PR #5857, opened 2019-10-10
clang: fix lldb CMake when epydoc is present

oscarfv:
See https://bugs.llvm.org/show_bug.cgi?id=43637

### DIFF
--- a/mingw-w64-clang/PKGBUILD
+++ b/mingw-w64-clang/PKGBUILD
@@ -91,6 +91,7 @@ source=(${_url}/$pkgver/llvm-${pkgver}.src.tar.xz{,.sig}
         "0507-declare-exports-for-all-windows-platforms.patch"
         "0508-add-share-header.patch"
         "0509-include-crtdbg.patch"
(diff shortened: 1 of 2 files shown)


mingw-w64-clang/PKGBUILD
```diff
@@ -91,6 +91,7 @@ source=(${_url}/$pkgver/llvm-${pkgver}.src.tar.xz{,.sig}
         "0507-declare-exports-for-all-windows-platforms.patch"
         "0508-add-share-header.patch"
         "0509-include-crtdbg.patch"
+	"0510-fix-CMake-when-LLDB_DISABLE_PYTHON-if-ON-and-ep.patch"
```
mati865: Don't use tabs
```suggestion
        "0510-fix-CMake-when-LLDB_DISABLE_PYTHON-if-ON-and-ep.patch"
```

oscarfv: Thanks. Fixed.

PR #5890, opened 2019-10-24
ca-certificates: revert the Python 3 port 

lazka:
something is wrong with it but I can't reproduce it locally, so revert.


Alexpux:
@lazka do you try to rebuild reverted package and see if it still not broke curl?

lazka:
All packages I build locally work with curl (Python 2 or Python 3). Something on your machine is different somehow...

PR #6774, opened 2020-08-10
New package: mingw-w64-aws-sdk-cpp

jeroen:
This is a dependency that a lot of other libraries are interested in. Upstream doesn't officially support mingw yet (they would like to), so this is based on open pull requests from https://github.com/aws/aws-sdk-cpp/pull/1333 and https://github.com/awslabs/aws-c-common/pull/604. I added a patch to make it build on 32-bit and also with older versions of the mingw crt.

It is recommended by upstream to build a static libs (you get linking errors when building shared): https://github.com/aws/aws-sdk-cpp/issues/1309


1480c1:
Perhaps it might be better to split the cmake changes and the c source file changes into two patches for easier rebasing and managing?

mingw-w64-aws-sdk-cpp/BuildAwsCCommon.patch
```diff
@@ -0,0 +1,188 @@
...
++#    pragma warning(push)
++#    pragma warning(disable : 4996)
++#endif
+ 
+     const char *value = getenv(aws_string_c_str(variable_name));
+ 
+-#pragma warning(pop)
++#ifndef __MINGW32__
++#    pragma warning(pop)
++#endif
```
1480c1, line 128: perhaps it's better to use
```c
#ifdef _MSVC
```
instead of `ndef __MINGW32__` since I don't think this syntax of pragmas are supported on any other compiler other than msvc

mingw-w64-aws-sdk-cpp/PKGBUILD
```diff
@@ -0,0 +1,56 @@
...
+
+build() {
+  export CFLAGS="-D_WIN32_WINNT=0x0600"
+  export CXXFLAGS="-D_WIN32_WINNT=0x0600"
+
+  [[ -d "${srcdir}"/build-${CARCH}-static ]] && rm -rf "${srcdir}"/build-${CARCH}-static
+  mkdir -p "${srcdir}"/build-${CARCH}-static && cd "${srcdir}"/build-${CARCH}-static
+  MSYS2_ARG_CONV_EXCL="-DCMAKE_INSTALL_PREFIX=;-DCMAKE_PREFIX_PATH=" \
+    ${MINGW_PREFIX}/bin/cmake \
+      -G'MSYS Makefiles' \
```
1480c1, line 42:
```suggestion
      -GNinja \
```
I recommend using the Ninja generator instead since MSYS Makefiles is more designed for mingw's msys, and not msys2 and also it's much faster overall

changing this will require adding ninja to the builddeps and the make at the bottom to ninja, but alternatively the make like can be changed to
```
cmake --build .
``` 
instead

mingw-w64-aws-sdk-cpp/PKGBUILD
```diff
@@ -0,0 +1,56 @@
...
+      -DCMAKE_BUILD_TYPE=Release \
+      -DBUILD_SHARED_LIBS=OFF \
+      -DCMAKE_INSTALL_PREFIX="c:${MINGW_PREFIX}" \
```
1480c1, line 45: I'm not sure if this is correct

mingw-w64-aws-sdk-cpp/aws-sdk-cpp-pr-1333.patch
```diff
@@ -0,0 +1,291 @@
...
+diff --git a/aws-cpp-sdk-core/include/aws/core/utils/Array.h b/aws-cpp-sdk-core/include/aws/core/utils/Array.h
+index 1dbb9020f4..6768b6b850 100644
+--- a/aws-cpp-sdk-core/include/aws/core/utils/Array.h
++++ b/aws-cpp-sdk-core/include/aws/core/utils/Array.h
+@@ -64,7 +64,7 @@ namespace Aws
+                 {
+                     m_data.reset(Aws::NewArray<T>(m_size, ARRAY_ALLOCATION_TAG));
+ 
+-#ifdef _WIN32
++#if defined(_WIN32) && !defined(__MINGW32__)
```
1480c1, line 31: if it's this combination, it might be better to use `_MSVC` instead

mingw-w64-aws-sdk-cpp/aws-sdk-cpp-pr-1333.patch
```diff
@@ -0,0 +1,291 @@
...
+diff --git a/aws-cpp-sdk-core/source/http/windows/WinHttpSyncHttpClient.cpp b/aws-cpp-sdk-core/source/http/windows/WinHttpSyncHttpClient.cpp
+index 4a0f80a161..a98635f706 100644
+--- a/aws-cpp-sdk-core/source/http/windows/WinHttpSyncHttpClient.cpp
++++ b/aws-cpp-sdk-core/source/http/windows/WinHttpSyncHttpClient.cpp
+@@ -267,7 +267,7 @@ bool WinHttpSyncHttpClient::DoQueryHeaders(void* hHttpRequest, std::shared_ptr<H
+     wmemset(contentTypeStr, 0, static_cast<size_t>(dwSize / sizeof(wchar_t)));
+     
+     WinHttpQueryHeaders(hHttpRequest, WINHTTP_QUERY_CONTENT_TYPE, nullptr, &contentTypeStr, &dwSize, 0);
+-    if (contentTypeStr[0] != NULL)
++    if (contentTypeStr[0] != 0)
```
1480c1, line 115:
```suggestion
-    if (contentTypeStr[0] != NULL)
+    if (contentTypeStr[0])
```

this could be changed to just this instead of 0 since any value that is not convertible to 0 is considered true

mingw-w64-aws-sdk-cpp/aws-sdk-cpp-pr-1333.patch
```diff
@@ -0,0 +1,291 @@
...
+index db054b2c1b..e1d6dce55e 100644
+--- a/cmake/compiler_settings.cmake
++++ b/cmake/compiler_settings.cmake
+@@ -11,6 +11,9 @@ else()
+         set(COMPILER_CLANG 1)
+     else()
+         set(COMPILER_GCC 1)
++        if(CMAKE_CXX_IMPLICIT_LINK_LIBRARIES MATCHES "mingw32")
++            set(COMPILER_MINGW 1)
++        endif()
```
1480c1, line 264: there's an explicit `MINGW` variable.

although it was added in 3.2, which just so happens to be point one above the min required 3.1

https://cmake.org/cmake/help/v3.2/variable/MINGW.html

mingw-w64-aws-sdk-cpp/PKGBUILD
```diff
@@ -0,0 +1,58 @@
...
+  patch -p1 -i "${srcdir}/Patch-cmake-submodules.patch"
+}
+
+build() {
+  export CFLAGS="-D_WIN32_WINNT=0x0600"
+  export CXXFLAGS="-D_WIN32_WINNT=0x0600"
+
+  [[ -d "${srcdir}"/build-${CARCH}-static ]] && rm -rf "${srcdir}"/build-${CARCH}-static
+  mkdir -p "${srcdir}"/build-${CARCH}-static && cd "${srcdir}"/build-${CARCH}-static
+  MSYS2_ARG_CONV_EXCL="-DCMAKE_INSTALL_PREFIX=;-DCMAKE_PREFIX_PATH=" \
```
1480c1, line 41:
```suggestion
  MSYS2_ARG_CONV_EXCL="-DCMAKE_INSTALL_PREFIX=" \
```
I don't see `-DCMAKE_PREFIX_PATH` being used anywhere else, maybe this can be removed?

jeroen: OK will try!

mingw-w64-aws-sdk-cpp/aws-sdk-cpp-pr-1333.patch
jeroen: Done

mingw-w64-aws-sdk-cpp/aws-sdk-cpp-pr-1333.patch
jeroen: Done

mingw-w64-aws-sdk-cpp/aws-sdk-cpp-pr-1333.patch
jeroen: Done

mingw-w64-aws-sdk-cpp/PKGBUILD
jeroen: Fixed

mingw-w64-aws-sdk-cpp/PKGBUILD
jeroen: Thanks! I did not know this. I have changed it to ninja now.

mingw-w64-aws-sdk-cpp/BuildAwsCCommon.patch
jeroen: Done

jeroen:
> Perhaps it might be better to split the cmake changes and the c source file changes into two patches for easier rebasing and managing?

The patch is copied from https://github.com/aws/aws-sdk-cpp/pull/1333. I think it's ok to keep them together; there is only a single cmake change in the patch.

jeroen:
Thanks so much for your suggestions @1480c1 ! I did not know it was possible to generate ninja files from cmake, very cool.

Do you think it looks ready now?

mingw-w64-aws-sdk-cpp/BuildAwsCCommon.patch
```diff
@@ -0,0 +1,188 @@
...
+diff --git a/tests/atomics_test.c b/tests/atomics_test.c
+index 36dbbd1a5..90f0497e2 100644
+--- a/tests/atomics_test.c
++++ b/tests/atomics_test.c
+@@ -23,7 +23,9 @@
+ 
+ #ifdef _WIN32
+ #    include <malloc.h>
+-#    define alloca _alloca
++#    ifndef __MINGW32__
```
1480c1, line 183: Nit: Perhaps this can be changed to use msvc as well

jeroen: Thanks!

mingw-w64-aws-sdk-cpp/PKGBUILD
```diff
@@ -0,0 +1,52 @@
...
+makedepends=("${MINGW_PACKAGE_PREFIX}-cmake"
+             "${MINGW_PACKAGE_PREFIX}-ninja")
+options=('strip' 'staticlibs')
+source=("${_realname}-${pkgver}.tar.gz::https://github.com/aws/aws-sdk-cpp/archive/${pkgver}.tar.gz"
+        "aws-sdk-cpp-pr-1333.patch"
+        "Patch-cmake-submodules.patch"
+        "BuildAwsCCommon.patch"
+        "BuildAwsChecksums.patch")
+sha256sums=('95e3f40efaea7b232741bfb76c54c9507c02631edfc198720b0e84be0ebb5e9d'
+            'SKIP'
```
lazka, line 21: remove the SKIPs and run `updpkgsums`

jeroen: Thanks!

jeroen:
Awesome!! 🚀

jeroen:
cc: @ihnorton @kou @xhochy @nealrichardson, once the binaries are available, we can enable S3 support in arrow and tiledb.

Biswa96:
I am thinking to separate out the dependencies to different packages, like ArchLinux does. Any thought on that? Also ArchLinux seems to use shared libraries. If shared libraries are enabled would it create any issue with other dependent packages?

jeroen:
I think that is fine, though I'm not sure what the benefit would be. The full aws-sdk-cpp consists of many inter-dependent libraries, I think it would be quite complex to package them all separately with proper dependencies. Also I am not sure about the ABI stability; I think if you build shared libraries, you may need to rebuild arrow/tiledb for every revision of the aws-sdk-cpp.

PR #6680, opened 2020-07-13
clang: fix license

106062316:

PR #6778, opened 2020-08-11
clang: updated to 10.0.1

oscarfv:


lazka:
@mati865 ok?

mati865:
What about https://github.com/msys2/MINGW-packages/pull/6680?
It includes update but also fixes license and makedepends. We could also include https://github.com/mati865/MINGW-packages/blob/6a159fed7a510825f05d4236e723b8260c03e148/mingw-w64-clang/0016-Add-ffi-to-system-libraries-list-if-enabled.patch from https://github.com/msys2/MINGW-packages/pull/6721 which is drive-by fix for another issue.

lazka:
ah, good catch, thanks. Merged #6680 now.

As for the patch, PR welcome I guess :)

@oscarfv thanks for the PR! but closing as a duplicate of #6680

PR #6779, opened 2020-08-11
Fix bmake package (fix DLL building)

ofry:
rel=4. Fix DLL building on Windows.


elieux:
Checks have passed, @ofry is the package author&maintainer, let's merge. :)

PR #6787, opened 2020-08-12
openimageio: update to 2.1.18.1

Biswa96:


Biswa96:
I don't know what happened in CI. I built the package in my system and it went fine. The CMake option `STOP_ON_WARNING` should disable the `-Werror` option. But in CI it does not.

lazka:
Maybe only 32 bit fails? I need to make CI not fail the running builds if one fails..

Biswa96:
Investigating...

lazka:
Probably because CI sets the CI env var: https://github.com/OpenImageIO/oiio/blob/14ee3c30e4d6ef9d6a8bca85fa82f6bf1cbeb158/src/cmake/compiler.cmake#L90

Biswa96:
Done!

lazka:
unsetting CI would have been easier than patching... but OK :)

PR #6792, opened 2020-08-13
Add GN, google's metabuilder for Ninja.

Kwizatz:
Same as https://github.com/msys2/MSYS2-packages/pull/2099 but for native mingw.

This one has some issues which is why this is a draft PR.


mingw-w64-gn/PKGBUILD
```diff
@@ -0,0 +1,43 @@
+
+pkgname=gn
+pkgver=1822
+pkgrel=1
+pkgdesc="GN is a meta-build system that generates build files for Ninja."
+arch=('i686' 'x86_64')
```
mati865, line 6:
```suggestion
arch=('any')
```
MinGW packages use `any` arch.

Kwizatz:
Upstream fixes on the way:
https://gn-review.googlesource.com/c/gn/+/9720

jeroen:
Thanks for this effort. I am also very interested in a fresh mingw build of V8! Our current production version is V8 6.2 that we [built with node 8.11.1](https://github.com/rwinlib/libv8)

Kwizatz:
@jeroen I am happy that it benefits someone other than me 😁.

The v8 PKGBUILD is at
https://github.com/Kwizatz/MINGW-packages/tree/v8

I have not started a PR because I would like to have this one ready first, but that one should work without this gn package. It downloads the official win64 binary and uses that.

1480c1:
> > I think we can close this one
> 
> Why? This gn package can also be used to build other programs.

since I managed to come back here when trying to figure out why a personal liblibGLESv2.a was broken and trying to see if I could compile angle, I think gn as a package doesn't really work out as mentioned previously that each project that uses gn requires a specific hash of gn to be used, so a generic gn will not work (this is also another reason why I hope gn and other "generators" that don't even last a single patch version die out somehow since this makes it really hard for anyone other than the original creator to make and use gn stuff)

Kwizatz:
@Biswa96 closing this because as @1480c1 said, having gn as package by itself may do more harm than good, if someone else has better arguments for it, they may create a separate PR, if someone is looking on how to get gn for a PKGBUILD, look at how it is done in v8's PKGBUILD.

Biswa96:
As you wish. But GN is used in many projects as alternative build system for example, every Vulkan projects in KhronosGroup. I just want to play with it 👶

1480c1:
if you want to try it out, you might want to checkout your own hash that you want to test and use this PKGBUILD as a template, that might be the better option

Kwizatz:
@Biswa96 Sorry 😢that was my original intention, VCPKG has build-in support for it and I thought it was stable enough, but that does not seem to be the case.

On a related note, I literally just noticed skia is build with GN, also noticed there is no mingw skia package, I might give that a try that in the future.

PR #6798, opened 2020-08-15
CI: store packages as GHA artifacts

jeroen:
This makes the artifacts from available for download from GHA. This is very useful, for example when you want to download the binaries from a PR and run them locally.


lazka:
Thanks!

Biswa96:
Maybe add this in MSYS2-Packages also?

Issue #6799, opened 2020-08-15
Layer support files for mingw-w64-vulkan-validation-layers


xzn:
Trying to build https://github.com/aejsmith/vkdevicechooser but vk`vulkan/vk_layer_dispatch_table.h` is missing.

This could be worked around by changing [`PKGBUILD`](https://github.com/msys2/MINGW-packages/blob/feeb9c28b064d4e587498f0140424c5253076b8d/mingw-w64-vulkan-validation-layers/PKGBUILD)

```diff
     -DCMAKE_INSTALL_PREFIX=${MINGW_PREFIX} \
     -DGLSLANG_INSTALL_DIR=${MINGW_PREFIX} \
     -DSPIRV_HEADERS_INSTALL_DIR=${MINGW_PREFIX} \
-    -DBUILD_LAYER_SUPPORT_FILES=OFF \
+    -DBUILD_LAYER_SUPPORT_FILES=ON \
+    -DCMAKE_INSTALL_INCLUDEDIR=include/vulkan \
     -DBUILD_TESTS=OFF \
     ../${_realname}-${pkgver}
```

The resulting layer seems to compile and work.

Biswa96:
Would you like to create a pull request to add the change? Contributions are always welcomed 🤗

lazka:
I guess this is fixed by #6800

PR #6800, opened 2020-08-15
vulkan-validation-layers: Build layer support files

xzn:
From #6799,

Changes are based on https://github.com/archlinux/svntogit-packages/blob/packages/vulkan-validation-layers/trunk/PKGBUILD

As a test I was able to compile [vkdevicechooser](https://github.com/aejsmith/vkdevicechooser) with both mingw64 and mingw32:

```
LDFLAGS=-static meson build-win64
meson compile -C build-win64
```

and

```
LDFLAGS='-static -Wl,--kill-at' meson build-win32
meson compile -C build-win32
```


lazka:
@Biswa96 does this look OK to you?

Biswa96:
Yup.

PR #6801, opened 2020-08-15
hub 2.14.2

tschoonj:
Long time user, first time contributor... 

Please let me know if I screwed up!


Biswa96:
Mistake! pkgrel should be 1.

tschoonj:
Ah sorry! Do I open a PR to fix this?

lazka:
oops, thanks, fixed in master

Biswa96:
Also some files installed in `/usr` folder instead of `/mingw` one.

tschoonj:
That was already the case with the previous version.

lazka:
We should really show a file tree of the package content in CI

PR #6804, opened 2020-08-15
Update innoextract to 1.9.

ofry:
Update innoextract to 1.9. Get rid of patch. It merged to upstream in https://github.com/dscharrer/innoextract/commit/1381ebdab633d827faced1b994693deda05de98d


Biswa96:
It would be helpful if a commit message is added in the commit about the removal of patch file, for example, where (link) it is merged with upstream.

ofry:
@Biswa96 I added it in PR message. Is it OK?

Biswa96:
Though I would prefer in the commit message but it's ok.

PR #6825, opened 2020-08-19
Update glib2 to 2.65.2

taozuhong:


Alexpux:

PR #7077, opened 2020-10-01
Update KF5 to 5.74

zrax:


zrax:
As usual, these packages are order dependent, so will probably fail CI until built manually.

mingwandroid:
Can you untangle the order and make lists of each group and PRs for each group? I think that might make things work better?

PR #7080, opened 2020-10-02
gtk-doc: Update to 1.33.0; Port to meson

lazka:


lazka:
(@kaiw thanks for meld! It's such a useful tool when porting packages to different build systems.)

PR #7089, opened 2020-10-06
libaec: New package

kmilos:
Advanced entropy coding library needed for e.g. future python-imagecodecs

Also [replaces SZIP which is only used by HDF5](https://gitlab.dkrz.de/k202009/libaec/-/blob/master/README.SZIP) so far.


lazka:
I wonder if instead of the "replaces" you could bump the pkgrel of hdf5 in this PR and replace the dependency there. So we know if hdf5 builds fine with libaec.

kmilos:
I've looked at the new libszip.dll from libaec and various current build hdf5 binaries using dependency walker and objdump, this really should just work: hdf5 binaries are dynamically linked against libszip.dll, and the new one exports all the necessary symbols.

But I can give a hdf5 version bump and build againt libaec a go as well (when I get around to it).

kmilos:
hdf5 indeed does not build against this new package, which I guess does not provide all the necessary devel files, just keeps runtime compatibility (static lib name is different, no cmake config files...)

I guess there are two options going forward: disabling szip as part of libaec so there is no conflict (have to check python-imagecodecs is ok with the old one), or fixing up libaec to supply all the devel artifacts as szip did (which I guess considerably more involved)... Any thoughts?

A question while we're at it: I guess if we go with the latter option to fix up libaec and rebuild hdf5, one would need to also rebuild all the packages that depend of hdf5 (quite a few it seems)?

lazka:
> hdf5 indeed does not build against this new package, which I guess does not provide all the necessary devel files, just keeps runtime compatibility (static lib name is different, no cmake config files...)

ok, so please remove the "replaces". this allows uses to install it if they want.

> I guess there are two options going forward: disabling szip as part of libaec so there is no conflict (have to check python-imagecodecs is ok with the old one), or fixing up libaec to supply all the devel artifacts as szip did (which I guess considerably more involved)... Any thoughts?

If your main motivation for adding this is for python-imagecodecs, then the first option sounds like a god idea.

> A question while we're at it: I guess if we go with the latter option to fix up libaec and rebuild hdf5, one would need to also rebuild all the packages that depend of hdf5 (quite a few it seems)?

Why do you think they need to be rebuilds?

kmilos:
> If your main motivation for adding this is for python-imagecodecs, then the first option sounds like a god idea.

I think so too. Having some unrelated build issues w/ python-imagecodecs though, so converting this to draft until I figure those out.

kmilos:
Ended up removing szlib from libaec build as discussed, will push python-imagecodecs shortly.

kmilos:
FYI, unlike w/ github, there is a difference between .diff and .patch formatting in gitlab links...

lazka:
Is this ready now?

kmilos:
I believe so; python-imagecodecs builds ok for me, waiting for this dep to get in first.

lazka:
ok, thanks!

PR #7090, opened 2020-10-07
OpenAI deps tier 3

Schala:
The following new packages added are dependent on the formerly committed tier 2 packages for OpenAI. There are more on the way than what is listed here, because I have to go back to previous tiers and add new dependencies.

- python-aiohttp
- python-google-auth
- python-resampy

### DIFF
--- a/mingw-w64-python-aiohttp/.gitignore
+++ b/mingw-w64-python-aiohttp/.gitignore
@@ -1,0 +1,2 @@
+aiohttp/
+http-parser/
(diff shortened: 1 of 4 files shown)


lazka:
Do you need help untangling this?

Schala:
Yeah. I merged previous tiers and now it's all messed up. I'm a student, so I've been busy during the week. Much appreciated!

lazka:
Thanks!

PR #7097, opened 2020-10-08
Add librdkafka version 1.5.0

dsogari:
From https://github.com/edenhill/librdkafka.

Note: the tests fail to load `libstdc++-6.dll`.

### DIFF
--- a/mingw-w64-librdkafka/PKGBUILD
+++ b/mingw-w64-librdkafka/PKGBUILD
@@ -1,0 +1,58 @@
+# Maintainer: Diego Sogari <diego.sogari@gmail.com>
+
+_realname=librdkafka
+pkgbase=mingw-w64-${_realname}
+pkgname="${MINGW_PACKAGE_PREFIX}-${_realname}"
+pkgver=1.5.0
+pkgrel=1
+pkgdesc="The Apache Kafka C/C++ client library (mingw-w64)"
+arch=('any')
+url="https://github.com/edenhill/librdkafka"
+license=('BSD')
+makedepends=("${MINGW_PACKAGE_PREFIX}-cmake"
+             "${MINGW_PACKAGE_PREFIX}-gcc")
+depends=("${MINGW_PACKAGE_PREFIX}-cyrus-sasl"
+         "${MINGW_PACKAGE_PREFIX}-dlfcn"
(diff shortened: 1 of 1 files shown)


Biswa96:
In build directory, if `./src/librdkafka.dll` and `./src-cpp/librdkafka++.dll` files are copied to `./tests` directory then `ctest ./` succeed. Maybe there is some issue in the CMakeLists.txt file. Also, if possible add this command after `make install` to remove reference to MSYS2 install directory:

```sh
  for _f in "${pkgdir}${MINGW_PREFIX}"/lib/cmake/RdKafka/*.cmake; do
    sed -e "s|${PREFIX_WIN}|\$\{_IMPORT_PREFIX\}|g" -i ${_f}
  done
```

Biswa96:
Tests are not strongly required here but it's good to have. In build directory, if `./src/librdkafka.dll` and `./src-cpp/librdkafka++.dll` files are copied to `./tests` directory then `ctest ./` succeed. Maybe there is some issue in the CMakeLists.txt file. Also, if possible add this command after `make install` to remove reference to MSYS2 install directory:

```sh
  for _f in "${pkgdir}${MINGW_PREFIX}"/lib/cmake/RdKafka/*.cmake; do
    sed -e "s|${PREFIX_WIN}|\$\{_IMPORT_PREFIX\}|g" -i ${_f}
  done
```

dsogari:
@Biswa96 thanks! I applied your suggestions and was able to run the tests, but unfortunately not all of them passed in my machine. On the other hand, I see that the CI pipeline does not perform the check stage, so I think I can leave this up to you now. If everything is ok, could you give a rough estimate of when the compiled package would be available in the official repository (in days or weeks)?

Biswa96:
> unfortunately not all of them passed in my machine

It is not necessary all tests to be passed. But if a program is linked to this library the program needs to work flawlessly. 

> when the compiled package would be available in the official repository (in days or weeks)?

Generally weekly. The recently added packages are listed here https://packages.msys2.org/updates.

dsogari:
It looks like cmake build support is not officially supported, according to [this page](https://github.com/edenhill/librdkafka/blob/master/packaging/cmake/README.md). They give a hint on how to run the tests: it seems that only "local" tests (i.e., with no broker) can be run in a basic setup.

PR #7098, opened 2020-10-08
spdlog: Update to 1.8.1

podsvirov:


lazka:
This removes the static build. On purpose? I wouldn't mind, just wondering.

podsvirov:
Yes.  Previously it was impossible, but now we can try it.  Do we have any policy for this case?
===============
Among the lines above, return each one holding the string "edenhill".

## [RESPONSE FOR THIS EXERCISE]
From https://github.com/edenhill/librdkafka.
+url="https://github.com/edenhill/librdkafka"
It looks like cmake build support is not officially supported, according to [this page](https://github.com/edenhill/librdkafka/blob/master/packaging/cmake/README.md). They give a hint on how to run the tests: it seems that only "local" tests (i.e., with no broker) can be run in a basic setup.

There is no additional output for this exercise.